她还没来得及开口,林间忽然响起一阵杂乱的脚步声。
“谁把她放下来的?!”
“妈的,这臭娘们要跑了!”
几名流寇从林子里窜了出来,目光在苏晚鸢几人身上一扫,最后落回安若身上,满脸戾气。
“你们是谁?”其中一人冷笑,“这娘们是我们买下来的!”
苏晚鸢猛地转头看向安若,声音都变了调:“你是被卖过来的?!”
安若终于忍不住,眼泪一下子滚了下来。
她咬着嘴唇,小幅度地点了点头。
苏晚鸢叹了口气,抬手招了招。
下一瞬,绳索自虚空中落下,几名流寇连惊呼都来不及,便被捆得结结实实,像先前的安若一样,被倒挂在了树上。
安若眼睛一亮,兴奋地拍了拍手,随即一把抓住苏晚鸢的手臂:“太厉害了,晚鸢!”
“不是我,不是我。”苏晚鸢连连摆手,侧身一指,“是这位蓬莱仙境的弟子出的手。”
陆珩这才从林影中走出来。
“蓬莱仙境的弟子?”安若上下打量了他一眼,满脸狐疑,“蓬莱仙境的人怎么会来凡间?真的假的?”
“放心,绝对是真的。”苏晚鸢凑近她,压低声音,偷偷指了指陆珩腰间,“看到没,那是身份牌。”

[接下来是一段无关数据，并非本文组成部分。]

PR #3336, opened 2022-10-19
fix airgap uploader

rianfowler:
- fixes airgap uploader 

Fixes #

Uploaded an invalid airgap bundle to test fix: 

none

none

### DIFF
--- a/web/src/features/Dashboard/components/Dashboard.tsx
+++ b/web/src/features/Dashboard/components/Dashboard.tsx
@@ -850,7 +850,7 @@ const Dashboard = (props: Props) => {
                 </p>
                 <div className="ExpandedError--wrapper u-marginTop--10 u-marginBottom--10">
                   <p className="u-fontSize--normal u-textColor--error">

安若眯起眼仔细看了看,小声嘟囔:“那玉佩……真够丑的。”
苏晚鸢:“……”
你懂什么,那是玛莎拉蒂,是三叉戟,是海王,还是本人亲手设计的。
“行了行了,别扯这些了。”苏晚鸢拉着安若在一旁坐下,“对了,陆珩,你顺便看看这几个人送去官府,能值多少赏钱。”
陆珩点了点头,单手拎起那几人:“我先去镇上,回来接你们。”
“行行行。”苏晚鸢随口应着,转头看向安若,“你先说,你为什么要跑出来。”
被陆珩盯着,安若多少有点不自在,讪讪地把手收了回来:“说来话长……”
“说来话长也得说。”
安若顿时垮了脸,抹了抹眼角:“你知道我那个三哥哥吧?他最近成亲了。”
“这不是好事吗?”
“好什么好啊!”安若气得跺脚,“他不知道从哪儿找了个商户女,还是寡母带着的孩子,非要立她当王妃!”
“早知道这样,我当初就该撮合你们两个!”
……这已经不是乱点鸳鸯谱了,这是闭眼乱射。
苏晚鸢正要吐槽,忽然听见身后传来一阵压抑的哀嚎。
她回头一看:“你还没走啊,陆珩?”
陆珩把那几名流寇重新捆成一团,语气平静:“我收拾一下就走。”
……那几个人,被他捆得像一摞饼干。